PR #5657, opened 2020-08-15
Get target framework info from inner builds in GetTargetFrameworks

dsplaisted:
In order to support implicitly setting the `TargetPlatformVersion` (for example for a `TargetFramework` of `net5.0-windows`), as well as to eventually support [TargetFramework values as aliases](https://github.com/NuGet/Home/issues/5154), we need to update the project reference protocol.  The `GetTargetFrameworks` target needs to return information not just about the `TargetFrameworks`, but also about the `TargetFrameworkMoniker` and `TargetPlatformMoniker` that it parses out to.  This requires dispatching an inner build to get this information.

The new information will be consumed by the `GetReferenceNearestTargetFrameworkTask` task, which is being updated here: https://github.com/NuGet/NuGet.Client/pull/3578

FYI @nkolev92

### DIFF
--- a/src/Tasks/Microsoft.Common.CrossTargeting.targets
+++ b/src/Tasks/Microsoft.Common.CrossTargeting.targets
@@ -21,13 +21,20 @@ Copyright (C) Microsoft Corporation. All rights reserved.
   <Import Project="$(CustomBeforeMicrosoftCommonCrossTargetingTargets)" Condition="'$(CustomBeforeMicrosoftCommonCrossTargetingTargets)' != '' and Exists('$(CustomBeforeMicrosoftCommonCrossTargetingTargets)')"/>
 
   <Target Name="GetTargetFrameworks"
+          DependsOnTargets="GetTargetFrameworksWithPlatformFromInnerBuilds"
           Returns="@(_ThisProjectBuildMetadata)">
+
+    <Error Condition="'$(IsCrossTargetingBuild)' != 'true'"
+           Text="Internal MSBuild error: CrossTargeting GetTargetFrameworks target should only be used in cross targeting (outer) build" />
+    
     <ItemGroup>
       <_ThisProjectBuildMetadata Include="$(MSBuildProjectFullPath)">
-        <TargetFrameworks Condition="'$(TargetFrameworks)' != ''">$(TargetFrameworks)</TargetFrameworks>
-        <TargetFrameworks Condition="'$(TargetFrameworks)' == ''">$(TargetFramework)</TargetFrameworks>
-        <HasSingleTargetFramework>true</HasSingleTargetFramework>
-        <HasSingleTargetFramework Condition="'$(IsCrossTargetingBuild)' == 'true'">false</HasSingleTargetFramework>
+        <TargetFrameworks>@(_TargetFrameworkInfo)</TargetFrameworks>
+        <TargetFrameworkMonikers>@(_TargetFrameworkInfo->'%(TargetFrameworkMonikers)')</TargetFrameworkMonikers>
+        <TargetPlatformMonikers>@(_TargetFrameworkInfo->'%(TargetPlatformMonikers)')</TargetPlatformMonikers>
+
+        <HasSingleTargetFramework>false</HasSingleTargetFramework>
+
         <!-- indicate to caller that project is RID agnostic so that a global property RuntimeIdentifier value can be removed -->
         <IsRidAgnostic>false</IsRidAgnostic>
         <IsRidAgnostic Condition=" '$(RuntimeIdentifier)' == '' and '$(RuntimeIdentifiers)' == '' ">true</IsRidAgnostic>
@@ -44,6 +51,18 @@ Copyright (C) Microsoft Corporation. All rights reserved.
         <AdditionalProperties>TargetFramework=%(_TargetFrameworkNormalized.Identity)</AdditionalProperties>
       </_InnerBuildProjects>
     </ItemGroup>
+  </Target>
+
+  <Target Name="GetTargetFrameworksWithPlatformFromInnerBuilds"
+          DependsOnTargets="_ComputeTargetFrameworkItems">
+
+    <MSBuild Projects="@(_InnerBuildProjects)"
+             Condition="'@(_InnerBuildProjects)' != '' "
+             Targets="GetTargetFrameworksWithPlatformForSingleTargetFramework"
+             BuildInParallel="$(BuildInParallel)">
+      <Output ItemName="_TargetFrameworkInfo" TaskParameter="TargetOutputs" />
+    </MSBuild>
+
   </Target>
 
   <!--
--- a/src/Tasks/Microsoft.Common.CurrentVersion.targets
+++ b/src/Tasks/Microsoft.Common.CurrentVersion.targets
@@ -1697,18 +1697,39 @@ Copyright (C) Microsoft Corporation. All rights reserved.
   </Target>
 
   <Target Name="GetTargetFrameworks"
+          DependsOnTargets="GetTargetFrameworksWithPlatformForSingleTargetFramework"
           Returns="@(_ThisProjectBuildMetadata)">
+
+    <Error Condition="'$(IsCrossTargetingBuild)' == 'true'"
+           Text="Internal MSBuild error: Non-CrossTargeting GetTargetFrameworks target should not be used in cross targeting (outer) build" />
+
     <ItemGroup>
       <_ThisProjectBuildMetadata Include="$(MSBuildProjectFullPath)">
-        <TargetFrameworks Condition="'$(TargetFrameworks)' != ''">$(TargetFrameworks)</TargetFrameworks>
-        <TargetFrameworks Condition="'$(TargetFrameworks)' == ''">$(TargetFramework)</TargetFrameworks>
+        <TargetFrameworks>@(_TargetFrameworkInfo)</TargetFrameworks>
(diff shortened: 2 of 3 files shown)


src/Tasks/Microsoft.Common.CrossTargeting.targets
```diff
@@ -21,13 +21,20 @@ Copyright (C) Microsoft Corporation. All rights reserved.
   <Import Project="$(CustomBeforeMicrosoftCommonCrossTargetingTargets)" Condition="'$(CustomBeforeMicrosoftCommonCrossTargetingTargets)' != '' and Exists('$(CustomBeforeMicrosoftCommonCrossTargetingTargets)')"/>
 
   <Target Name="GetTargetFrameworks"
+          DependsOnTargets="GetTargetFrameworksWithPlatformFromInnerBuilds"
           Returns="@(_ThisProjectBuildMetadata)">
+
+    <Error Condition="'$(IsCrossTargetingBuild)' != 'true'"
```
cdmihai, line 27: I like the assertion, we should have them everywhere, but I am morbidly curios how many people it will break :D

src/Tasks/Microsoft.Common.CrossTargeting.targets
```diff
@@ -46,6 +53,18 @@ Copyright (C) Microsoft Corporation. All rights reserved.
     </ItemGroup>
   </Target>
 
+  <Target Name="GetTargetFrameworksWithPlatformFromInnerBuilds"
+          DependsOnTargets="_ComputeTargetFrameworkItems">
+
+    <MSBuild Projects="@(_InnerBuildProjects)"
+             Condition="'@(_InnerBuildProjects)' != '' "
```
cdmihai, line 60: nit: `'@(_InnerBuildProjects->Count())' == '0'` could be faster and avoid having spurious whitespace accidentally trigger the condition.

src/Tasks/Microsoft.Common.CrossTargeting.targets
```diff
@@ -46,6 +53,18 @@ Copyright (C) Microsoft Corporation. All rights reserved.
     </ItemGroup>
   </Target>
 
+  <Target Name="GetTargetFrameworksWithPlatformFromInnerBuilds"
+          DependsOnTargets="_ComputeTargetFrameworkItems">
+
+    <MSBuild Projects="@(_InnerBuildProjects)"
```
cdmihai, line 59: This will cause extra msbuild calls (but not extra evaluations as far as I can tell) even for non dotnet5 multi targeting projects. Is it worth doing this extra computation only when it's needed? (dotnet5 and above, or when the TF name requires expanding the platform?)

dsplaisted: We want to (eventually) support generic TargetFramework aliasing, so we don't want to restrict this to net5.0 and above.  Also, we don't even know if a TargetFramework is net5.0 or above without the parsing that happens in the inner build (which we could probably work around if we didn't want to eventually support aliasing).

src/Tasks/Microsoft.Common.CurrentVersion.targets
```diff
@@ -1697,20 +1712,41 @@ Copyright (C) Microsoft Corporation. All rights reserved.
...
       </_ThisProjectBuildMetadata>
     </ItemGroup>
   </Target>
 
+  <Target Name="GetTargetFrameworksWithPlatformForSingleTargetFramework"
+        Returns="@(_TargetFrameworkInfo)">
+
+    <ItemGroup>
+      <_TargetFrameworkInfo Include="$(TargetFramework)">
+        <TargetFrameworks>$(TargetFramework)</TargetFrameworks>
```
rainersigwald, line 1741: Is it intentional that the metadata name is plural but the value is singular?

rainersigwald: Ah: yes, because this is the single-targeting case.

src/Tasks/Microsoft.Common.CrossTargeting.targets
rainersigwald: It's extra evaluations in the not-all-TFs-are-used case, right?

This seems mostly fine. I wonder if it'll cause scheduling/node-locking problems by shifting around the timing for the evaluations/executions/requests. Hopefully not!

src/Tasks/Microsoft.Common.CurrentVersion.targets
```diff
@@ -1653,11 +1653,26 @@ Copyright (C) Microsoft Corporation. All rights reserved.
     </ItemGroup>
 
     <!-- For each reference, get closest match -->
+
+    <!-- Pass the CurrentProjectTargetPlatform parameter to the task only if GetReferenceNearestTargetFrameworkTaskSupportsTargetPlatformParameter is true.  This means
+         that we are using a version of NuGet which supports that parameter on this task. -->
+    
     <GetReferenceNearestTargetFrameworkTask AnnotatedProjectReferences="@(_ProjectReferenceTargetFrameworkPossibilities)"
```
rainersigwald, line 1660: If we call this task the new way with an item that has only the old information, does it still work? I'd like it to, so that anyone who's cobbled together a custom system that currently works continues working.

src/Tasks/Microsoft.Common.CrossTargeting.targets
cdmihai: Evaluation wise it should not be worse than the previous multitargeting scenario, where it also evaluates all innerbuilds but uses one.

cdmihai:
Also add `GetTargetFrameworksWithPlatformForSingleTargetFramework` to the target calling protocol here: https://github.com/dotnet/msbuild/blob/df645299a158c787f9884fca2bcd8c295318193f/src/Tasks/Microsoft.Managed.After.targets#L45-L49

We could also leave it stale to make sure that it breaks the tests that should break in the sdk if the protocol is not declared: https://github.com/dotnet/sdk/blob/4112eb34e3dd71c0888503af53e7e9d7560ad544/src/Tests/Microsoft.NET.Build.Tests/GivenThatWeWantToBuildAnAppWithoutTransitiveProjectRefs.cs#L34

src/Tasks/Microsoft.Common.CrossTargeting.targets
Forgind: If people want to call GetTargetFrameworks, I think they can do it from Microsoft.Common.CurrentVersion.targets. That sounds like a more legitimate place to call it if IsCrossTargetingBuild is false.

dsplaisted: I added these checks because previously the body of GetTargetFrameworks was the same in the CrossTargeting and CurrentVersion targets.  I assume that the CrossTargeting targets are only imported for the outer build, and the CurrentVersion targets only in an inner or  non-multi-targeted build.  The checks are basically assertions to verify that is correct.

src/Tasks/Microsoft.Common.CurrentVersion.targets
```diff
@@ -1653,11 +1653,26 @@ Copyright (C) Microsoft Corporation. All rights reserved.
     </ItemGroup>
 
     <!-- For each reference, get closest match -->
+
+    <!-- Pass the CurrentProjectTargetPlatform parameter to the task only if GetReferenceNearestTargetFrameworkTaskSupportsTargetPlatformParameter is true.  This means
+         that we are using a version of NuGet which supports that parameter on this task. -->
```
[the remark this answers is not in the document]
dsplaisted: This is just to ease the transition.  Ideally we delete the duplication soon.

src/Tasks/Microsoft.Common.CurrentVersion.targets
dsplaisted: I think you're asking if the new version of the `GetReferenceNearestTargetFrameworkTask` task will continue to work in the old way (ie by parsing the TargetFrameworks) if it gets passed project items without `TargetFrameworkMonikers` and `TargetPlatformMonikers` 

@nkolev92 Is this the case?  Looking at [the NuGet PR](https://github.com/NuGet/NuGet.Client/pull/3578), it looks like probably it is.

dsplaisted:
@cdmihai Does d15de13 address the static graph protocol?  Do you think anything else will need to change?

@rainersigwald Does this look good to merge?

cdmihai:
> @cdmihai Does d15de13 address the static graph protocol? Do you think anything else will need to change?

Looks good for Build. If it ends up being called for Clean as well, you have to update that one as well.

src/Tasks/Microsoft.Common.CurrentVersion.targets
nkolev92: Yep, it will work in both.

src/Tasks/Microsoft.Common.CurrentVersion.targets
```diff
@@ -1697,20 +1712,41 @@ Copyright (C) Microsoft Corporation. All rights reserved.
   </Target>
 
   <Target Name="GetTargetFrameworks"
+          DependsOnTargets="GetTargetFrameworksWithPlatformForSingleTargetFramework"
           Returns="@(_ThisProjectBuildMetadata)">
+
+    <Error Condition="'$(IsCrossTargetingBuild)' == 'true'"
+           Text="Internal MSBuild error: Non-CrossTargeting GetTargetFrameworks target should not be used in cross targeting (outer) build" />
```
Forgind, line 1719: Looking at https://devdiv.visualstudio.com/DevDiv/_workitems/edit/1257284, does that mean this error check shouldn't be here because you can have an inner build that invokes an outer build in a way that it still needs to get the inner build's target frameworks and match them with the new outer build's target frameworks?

────────

• Work instructions: Take the listing above and repeat exactly the lines from the one containing "We could also" through the one containing "Forgind: If people", both included.

• Written response:
We could also leave it stale to make sure that it breaks the tests that should break in the sdk if the protocol is not declared: https://github.com/dotnet/sdk/blob/4112eb34e3dd71c0888503af53e7e9d7560ad544/src/Tests/Microsoft.NET.Build.Tests/GivenThatWeWantToBuildAnAppWithoutTransitiveProjectRefs.cs#L34

src/Tasks/Microsoft.Common.CrossTargeting.targets
Forgind: If people want to call GetTargetFrameworks, I think they can do it from Microsoft.Common.CurrentVersion.targets. That sounds like a more legitimate place to call it if IsCrossTargetingBuild is false.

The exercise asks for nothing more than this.